- Filename extension: .arc, .ark
- Internet media type: application/octet-stream^{[citation needed]}
- Uniform Type Identifier (UTI): public.archive.arc
- Developed by: System Enhancement Associates
- Type of format: Data compression

= ARC (file format) =

Type of data compression and archival format

ARC is a lossless data compression and archival format by System Enhancement Associates (SEA).
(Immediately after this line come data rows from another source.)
Issue #85, opened 2025-09-01
mCSD Update Client: generate new resource ID for copy in organization Query Directory


reinkrul:
Currently, mCSD resources keep the same resource ID as from the root/discovery Admin Directory, but in local query dirs, they should have their own IDs

PR #86, opened 2025-09-01
#85: Generate new IDs when updating mCSD to local query directory

reinkrul:


component/mcsd/updater.go
```diff
@@ -48,31 +50,80 @@ func buildUpdateTransaction(ctx context.Context, tx *fhir.Bundle, entries []fhir
...
+		if localResourceID == "" {
+			localResourceID = generateLocalID()
+			remoteRefToLocalRefMap[remoteLocalRef] = localResourceID
+		}
+		resource["id"] = localResourceID
+		if err := normalizeReferences(resource, remoteRefToLocalRefMap); err != nil {
+			return nil, fmt.Errorf("failed to normalize references in entry #%d: %w", i, err)
+		}
+
 		resourceJSON, _ := json.Marshal(resource)
```
JorisHeadease, line 68: We probably do not want to swallow marshalling errors?

component/mcsd/updater.go
```diff
@@ -48,31 +50,80 @@ func buildUpdateTransaction(ctx context.Context, tx *fhir.Bundle, entries []fhir
...
+		// TODO: We should scope resource IDs to the source (e.g. by prefixing with the source URL or a hash thereof), because when syncing from multiple sources, IDs may collide.
+		remoteLocalRef := resourceType + "/" + resource["id"].(string)
+		localResourceID := remoteRefToLocalRefMap[remoteLocalRef]
+		if localResourceID == "" {
+			localResourceID = generateLocalID()
+			remoteRefToLocalRefMap[remoteLocalRef] = localResourceID
+		}
+		resource["id"] = localResourceID
+		if err := normalizeReferences(resource, remoteRefToLocalRefMap); err != nil {
+			return nil, fmt.Errorf("failed to normalize references in entry #%d: %w", i, err)
```
JorisHeadease, line 65: Maybe good to add the resource ref in the error to ease troubleshooting

component/mcsd/updater.go
```diff
@@ -48,31 +50,80 @@ func buildUpdateTransaction(ctx context.Context, tx *fhir.Bundle, entries []fhir
...
-		//}
-		//resource["id"] = localResourceID
+		// TODO: If the resource already exists, we should look up the existing resource's ID
+		// TODO: We should scope resource IDs to the source (e.g. by prefixing with the source URL or a hash thereof), because when syncing from multiple sources, IDs may collide.
+		remoteLocalRef := resourceType + "/" + resource["id"].(string)
+		localResourceID := remoteRefToLocalRefMap[remoteLocalRef]
+		if localResourceID == "" {
+			localResourceID = generateLocalID()
+			remoteRefToLocalRefMap[remoteLocalRef] = localResourceID
+		}
```
JorisHeadease, line 62: The `localResourceID` contains `urn:uuid:<UUID>`, which is a "bundle reference". When this bundle is POST'ed, the server will replace that bundle ref with the "actual" local id. So we'd need to set this reference from the response bundle, instead of this value I'd think?

JorisHeadease (changes requested):

component/mcsd/updater.go
reinkrul: we unmarshalled it, so it can be marshalled again, but returning the err won't hurt here

component/mcsd/updater.go
JorisHeadease: Ahhh you're absolutely right! I assumed it was a "global" in-memory map. Never mind my comment then!

PR #99, opened 2025-09-02
Apply Bootstrap 4 to mCSD Admin UI

reinkrul:


component/mcsdadmin/templates/organization_list.html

The file format and the program were both called ARC. The format is known as the subject of controversy in the 1980s, part of important debates over what would later be known as open formats.

ARC was extremely popular during the early days of the dial-up BBS. ARC was convenient as it combined the functions of the SQ program to compress files and the LU program to create .LBR archives of multiple files. The format was later replaced by the ZIP format, which offered better compression ratios and the ability to retain directory structures through the compression/decompression process.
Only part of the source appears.